(Work to be completed) Using the records below, find every line that includes "there" and copy it.

(Records provided)
----
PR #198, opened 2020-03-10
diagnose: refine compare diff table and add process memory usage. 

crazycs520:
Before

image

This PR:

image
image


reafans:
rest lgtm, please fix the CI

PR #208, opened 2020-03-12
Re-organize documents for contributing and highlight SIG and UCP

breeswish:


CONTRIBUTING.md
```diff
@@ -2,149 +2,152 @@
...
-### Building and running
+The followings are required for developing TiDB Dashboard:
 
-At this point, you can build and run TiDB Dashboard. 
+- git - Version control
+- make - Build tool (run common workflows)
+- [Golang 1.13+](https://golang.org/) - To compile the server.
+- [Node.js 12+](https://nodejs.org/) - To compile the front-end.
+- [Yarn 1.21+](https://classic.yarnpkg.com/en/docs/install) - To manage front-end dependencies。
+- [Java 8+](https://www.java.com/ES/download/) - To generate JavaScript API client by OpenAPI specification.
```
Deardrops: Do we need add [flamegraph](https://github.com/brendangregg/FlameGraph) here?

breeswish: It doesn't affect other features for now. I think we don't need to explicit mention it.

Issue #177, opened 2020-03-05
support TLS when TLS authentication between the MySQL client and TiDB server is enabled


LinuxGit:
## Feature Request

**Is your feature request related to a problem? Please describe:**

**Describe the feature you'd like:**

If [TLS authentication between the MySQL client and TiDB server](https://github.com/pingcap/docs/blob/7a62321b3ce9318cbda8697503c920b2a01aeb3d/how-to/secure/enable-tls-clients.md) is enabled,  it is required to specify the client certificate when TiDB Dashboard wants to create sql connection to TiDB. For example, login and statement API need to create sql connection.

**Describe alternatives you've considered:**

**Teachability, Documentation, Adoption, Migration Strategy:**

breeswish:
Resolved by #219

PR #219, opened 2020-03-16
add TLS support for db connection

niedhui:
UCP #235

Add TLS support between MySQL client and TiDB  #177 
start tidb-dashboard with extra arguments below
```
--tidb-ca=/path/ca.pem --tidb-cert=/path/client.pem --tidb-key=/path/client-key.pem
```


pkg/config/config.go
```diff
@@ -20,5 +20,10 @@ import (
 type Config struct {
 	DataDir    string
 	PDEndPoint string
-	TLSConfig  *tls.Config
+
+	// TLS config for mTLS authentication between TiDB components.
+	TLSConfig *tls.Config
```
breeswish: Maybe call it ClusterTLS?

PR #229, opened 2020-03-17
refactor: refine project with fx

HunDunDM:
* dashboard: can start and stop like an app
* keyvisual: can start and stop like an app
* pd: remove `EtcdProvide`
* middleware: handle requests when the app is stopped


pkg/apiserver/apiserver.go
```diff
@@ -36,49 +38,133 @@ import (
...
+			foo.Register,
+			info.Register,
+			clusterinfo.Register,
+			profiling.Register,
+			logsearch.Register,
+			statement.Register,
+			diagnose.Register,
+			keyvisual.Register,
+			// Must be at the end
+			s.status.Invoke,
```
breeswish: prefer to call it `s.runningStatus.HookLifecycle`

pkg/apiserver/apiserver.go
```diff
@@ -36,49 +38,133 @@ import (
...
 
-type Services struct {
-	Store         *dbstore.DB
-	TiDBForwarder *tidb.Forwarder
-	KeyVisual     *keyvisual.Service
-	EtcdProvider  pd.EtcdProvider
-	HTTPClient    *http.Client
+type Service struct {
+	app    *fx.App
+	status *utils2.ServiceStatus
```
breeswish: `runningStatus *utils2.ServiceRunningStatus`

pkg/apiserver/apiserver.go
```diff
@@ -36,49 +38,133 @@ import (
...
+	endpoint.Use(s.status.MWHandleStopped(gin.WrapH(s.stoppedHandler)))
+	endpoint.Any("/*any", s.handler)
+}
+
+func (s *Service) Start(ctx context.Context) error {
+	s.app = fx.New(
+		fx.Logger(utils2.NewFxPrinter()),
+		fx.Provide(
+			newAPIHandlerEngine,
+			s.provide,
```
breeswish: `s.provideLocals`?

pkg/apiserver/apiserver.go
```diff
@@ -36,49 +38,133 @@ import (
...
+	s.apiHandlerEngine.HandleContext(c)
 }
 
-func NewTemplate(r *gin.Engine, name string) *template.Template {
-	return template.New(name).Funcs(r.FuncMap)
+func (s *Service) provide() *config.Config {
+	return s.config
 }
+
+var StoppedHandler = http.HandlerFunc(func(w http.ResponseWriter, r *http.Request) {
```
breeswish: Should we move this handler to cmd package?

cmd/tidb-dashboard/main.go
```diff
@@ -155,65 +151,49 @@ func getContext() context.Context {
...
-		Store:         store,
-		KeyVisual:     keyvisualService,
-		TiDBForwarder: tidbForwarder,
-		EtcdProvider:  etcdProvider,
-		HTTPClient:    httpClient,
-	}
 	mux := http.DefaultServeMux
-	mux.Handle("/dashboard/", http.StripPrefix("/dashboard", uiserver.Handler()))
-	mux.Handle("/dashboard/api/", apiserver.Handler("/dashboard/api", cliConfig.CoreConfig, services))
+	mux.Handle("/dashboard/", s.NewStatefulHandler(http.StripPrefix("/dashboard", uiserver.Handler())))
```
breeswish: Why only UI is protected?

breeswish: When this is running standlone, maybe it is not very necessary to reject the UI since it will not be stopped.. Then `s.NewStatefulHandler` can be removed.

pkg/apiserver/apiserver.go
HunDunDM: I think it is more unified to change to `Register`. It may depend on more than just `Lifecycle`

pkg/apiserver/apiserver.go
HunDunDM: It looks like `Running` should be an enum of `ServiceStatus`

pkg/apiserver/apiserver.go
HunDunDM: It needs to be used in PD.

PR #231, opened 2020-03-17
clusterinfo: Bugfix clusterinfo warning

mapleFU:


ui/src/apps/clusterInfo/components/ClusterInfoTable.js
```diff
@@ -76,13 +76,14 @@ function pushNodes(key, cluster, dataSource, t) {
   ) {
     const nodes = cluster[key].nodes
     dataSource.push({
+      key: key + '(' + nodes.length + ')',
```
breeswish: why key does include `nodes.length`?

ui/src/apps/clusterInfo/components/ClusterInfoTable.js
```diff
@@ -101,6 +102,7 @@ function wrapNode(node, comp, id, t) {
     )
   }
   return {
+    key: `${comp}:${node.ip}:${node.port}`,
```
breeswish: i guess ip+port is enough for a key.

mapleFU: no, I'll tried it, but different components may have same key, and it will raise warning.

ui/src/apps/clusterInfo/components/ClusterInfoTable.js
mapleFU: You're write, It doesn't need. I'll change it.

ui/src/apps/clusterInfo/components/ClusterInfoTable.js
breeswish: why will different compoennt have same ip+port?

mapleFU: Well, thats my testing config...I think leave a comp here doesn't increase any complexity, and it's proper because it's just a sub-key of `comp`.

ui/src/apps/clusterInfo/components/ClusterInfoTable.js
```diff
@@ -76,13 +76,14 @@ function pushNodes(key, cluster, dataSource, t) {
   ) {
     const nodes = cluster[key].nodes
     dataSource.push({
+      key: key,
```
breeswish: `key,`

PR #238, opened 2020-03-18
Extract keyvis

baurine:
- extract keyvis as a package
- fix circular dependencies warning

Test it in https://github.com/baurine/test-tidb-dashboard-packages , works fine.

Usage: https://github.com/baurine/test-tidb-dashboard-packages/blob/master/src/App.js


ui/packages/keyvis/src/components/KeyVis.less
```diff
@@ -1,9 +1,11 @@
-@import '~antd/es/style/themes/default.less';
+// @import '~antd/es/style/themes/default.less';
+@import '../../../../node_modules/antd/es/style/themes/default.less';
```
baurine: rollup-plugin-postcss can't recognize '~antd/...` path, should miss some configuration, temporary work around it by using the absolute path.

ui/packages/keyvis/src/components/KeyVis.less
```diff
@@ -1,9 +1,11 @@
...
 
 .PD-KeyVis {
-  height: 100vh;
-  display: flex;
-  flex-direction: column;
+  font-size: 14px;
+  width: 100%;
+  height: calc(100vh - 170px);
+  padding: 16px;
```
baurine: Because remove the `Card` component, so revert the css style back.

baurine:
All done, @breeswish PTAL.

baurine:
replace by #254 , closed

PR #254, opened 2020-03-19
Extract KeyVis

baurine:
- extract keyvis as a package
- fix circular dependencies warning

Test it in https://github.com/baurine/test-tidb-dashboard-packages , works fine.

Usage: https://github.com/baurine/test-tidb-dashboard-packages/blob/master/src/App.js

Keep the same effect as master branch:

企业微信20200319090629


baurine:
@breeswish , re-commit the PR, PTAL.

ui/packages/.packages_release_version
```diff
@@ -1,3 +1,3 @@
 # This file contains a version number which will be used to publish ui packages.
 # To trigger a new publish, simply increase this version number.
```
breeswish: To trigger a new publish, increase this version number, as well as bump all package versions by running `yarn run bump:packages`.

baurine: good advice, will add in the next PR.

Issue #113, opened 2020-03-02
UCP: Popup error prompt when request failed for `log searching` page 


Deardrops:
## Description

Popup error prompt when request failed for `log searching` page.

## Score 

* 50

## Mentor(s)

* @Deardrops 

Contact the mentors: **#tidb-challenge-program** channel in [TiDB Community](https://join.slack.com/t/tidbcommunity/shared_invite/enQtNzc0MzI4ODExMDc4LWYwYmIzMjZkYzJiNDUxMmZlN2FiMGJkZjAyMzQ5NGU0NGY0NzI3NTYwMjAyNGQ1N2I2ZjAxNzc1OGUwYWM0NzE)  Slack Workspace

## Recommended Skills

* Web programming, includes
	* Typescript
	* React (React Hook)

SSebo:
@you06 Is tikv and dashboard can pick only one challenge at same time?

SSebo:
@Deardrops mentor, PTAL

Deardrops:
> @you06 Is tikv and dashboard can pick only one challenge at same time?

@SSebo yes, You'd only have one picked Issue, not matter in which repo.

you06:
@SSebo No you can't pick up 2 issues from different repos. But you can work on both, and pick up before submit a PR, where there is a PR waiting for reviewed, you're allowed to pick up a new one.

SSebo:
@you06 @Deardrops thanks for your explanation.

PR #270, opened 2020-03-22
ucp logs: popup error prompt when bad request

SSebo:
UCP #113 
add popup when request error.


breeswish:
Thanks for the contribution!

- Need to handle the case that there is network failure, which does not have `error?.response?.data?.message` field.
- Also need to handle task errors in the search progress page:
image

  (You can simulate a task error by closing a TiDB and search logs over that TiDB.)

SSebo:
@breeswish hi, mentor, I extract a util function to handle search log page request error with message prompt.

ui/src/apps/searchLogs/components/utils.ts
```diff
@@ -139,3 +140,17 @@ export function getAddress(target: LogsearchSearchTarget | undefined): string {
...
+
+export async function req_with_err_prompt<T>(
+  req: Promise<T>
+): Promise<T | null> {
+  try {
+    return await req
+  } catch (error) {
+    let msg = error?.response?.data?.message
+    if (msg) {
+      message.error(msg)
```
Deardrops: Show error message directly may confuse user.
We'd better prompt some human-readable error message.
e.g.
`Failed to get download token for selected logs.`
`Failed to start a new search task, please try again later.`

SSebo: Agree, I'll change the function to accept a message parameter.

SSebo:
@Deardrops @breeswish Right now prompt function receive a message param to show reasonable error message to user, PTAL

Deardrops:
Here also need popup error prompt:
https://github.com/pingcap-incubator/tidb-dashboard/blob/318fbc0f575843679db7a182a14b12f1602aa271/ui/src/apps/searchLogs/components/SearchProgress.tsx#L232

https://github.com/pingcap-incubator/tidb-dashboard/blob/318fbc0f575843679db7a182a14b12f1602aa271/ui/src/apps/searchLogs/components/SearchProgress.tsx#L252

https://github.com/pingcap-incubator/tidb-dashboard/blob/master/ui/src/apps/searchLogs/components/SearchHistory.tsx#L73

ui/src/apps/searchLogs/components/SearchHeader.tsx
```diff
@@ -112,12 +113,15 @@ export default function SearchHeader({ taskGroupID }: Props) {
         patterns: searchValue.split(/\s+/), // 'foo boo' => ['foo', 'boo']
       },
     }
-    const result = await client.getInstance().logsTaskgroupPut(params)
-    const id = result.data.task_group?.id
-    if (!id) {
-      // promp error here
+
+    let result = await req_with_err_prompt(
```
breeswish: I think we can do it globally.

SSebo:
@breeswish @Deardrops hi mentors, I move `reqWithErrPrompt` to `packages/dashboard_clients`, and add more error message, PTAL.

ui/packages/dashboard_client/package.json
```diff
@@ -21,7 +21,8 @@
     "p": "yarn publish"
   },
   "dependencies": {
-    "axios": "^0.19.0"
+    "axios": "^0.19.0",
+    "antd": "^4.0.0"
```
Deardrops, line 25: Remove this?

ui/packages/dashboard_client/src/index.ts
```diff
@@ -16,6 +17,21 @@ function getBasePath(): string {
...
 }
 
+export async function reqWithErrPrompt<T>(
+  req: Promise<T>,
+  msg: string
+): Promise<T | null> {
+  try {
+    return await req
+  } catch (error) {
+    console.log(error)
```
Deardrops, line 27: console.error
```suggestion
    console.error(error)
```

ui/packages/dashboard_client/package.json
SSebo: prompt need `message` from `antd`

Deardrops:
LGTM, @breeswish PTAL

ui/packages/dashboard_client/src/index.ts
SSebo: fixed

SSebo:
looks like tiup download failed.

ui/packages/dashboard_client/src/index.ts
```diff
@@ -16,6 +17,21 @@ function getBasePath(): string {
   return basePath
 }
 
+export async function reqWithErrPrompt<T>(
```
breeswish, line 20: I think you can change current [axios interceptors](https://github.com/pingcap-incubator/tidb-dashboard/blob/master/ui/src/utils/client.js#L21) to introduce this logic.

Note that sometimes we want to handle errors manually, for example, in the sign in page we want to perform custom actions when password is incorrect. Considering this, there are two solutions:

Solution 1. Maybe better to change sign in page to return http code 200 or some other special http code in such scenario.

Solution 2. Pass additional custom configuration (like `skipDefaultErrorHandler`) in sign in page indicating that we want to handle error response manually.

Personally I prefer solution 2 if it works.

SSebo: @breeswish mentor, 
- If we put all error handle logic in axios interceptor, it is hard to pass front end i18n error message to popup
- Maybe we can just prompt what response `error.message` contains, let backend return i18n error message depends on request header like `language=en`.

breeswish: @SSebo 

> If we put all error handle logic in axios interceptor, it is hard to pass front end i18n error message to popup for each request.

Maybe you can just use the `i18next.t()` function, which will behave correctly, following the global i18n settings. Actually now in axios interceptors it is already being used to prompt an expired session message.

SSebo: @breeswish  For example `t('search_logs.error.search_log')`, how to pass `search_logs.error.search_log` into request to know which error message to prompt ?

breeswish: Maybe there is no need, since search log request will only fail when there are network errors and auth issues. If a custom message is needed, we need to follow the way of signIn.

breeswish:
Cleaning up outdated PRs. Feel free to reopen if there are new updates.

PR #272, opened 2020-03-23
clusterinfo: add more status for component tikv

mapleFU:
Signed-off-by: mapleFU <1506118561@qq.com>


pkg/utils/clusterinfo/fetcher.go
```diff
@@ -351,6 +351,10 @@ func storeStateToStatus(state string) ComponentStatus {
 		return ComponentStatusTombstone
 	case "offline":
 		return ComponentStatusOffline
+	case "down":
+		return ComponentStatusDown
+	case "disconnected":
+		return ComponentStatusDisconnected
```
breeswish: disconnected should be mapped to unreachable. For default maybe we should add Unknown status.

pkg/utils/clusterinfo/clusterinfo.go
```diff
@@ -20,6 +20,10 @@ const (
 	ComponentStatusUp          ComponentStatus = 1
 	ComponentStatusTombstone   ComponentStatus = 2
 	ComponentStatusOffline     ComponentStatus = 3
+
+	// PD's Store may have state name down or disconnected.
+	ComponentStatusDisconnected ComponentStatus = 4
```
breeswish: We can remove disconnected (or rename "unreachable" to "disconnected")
----
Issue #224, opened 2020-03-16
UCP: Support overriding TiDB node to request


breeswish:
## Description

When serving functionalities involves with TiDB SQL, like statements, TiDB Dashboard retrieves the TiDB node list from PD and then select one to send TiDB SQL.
----
(Expected answer)
@SSebo No you can't pick up 2 issues from different repos. But you can work on both, and pick up before submit a PR, where there is a PR waiting for reviewed, you're allowed to pick up a new one.
- Need to handle the case that there is network failure, which does not have `error?.response?.data?.message` field.
Note that sometimes we want to handle errors manually, for example, in the sign in page we want to perform custom actions when password is incorrect. Considering this, there are two solutions:
breeswish: Maybe there is no need, since search log request will only fail when there are network errors and auth issues. If a custom message is needed, we need to follow the way of signIn.
Cleaning up outdated PRs. Feel free to reopen if there are new updates.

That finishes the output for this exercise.